Top of EXTRACTED DATA

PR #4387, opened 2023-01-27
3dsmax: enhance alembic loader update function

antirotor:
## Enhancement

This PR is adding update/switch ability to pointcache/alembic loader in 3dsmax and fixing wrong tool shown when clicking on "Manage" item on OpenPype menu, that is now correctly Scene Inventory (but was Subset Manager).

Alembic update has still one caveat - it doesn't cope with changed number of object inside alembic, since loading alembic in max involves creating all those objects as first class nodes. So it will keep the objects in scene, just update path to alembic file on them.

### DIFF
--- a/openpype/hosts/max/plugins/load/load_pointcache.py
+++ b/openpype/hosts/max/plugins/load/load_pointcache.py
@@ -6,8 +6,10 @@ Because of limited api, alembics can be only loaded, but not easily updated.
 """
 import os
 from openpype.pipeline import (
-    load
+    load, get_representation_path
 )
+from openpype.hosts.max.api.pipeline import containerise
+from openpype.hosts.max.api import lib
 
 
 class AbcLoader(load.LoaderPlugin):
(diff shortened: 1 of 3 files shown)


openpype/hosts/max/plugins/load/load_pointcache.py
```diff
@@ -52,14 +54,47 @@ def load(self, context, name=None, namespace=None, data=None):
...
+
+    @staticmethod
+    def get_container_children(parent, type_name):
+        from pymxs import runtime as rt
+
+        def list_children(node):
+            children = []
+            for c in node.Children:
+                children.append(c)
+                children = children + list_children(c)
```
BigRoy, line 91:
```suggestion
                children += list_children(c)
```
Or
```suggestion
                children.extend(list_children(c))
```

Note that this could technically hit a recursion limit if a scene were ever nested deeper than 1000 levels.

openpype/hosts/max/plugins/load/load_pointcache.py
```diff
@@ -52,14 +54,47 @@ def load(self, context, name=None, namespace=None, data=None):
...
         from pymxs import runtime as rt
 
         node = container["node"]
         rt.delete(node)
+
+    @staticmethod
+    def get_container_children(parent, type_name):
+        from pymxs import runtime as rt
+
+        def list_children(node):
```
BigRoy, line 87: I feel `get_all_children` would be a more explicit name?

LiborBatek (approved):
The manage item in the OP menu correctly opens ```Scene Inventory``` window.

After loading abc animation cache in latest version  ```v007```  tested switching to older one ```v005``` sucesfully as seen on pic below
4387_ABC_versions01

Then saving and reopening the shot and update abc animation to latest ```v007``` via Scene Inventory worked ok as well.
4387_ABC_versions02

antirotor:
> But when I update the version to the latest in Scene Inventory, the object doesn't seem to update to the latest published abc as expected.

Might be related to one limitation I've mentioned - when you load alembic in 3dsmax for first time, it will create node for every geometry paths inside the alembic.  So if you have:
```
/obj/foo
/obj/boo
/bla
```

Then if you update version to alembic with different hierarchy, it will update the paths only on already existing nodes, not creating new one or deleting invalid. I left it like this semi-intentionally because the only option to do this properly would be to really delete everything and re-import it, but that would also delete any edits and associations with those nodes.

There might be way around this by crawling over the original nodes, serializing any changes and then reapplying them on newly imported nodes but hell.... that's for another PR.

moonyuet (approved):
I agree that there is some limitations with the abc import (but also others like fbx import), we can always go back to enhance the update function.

Bottom of EXTRACTED DATA

* **WHAT TO PRODUCE**: All the records are to be transcribed exactly, with no line missing.

* **TASK RESPONSE**:
PR #4387, opened 2023-01-27
3dsmax: enhance alembic loader update function

antirotor:
## Enhancement

This PR is adding update/switch ability to pointcache/alembic loader in 3dsmax and fixing wrong tool shown when clicking on "Manage" item on OpenPype menu, that is now correctly Scene Inventory (but was Subset Manager).

Alembic update has still one caveat - it doesn't cope with changed number of object inside alembic, since loading alembic in max involves creating all those objects as first class nodes. So it will keep the objects in scene, just update path to alembic file on them.

### DIFF
--- a/openpype/hosts/max/plugins/load/load_pointcache.py
+++ b/openpype/hosts/max/plugins/load/load_pointcache.py
@@ -6,8 +6,10 @@ Because of limited api, alembics can be only loaded, but not easily updated.
 """
 import os
 from openpype.pipeline import (
-    load
+    load, get_representation_path
 )
+from openpype.hosts.max.api.pipeline import containerise
+from openpype.hosts.max.api import lib
 
 
 class AbcLoader(load.LoaderPlugin):
(diff shortened: 1 of 3 files shown)


openpype/hosts/max/plugins/load/load_pointcache.py
```diff
@@ -52,14 +54,47 @@ def load(self, context, name=None, namespace=None, data=None):
...
+
+    @staticmethod
+    def get_container_children(parent, type_name):
+        from pymxs import runtime as rt
+
+        def list_children(node):
+            children = []
+            for c in node.Children:
+                children.append(c)
+                children = children + list_children(c)
```
BigRoy, line 91:
```suggestion
                children += list_children(c)
```
Or
```suggestion
                children.extend(list_children(c))
```

Note that this could technically hit a recursion limit if a scene were ever nested deeper than 1000 levels.

openpype/hosts/max/plugins/load/load_pointcache.py
```diff
@@ -52,14 +54,47 @@ def load(self, context, name=None, namespace=None, data=None):
...
         from pymxs import runtime as rt
 
         node = container["node"]
         rt.delete(node)
+
+    @staticmethod
+    def get_container_children(parent, type_name):
+        from pymxs import runtime as rt
+
+        def list_children(node):
```
BigRoy, line 87: I feel `get_all_children` would be a more explicit name?

LiborBatek (approved):
The manage item in the OP menu correctly opens ```Scene Inventory``` window.

After loading abc animation cache in latest version  ```v007```  tested switching to older one ```v005``` sucesfully as seen on pic below
4387_ABC_versions01

Then saving and reopening the shot and update abc animation to latest ```v007``` via Scene Inventory worked ok as well.
4387_ABC_versions02

antirotor:
> But when I update the version to the latest in Scene Inventory, the object doesn't seem to update to the latest published abc as expected.

Might be related to one limitation I've mentioned - when you load alembic in 3dsmax for first time, it will create node for every geometry paths inside the alembic.  So if you have:
```
/obj/foo
/obj/boo
/bla
```

Then if you update version to alembic with different hierarchy, it will update the paths only on already existing nodes, not creating new one or deleting invalid. I left it like this semi-intentionally because the only option to do this properly would be to really delete everything and re-import it, but that would also delete any edits and associations with those nodes.

There might be way around this by crawling over the original nodes, serializing any changes and then reapplying them on newly imported nodes but hell.... that's for another PR.

moonyuet (approved):
I agree that there is some limitations with the abc import (but also others like fbx import), we can always go back to enhance the update function.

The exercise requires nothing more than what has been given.